* Task data:
··········

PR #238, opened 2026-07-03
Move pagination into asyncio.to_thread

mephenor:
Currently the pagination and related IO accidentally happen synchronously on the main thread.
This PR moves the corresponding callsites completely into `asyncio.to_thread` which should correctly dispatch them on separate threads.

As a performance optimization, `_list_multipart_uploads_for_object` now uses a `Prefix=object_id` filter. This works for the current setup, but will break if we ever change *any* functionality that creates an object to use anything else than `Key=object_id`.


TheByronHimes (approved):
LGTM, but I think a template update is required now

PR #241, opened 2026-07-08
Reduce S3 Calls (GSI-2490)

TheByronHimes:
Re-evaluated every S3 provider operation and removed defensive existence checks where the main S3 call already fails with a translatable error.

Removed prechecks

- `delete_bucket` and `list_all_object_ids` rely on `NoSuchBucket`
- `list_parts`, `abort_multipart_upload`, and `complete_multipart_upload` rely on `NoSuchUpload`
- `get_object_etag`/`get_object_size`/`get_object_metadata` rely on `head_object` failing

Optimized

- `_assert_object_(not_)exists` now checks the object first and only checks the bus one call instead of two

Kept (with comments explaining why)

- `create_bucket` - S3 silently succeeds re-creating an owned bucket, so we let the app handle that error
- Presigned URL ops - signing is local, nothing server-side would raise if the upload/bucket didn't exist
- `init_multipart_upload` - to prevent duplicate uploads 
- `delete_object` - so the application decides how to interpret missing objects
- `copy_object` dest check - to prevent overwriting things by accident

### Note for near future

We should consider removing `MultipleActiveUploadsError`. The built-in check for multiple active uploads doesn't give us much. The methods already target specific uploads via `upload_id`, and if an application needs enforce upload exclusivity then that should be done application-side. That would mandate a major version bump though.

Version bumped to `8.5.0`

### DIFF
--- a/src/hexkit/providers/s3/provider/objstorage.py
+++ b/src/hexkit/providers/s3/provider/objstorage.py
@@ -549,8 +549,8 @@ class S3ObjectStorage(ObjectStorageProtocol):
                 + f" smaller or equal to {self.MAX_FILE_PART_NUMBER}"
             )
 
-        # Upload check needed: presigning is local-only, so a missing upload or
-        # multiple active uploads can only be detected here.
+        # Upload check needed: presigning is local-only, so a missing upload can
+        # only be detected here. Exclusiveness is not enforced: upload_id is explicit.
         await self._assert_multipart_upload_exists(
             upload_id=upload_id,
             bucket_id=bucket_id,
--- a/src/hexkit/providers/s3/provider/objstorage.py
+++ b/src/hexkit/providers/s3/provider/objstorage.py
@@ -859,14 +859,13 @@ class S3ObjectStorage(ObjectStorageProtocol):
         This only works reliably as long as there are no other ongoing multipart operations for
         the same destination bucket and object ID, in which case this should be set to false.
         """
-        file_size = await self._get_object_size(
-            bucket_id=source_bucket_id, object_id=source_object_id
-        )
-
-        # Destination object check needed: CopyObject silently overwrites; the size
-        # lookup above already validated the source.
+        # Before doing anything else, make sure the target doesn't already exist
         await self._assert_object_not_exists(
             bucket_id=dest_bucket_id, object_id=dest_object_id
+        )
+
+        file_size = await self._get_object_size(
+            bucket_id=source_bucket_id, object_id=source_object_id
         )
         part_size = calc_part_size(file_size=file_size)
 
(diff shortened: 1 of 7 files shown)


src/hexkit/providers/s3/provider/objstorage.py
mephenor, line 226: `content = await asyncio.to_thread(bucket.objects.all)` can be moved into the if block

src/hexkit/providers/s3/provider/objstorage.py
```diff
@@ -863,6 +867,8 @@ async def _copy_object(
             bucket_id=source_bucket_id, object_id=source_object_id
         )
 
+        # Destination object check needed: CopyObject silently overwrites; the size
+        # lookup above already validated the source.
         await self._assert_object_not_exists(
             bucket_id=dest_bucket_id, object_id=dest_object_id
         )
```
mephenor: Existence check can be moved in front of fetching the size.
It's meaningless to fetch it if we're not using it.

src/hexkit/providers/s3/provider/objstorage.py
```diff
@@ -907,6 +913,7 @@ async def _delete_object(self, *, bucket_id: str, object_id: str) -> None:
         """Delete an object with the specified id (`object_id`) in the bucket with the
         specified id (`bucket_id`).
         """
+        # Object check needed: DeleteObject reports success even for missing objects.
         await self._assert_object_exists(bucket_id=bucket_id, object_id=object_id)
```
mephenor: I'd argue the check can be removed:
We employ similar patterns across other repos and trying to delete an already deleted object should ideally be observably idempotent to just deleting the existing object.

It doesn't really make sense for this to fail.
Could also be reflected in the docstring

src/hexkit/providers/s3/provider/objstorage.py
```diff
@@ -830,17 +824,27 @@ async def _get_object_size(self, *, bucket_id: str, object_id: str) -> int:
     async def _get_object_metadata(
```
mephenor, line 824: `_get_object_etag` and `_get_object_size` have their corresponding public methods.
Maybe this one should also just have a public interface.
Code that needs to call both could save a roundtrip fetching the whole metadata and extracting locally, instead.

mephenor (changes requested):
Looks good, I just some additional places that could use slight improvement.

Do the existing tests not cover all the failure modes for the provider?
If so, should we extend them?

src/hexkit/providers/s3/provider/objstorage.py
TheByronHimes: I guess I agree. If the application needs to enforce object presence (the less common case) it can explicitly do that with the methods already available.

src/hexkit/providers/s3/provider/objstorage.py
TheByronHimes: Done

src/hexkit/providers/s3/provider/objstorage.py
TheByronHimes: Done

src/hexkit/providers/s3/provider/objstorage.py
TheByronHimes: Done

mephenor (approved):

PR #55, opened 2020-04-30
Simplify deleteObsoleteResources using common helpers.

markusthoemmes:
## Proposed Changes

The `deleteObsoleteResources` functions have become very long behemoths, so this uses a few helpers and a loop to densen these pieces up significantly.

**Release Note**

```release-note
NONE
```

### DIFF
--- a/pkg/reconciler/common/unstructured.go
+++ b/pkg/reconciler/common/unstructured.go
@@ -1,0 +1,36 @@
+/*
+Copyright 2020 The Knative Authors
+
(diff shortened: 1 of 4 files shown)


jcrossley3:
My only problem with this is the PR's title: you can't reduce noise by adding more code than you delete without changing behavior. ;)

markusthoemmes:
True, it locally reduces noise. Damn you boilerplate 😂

··········

* Your instructions: Beginning at the opening line of the data, transcribe each line exactly until you reach the line with "We should consider", which you also include, and go no further.

* Task output:
PR #238, opened 2026-07-03
Move pagination into asyncio.to_thread

mephenor:
Currently the pagination and related IO accidentally happen synchronously on the main thread.
This PR moves the corresponding callsites completely into `asyncio.to_thread` which should correctly dispatch them on separate threads.

As a performance optimization, `_list_multipart_uploads_for_object` now uses a `Prefix=object_id` filter. This works for the current setup, but will break if we ever change *any* functionality that creates an object to use anything else than `Key=object_id`.


TheByronHimes (approved):
LGTM, but I think a template update is required now

PR #241, opened 2026-07-08
Reduce S3 Calls (GSI-2490)

TheByronHimes:
Re-evaluated every S3 provider operation and removed defensive existence checks where the main S3 call already fails with a translatable error.

Removed prechecks

- `delete_bucket` and `list_all_object_ids` rely on `NoSuchBucket`
- `list_parts`, `abort_multipart_upload`, and `complete_multipart_upload` rely on `NoSuchUpload`
- `get_object_etag`/`get_object_size`/`get_object_metadata` rely on `head_object` failing

Optimized

- `_assert_object_(not_)exists` now checks the object first and only checks the bus one call instead of two

Kept (with comments explaining why)

- `create_bucket` - S3 silently succeeds re-creating an owned bucket, so we let the app handle that error
- Presigned URL ops - signing is local, nothing server-side would raise if the upload/bucket didn't exist
- `init_multipart_upload` - to prevent duplicate uploads 
- `delete_object` - so the application decides how to interpret missing objects
- `copy_object` dest check - to prevent overwriting things by accident

### Note for near future

We should consider removing `MultipleActiveUploadsError`. The built-in check for multiple active uploads doesn't give us much. The methods already target specific uploads via `upload_id`, and if an application needs enforce upload exclusivity then that should be done application-side. That would mandate a major version bump though.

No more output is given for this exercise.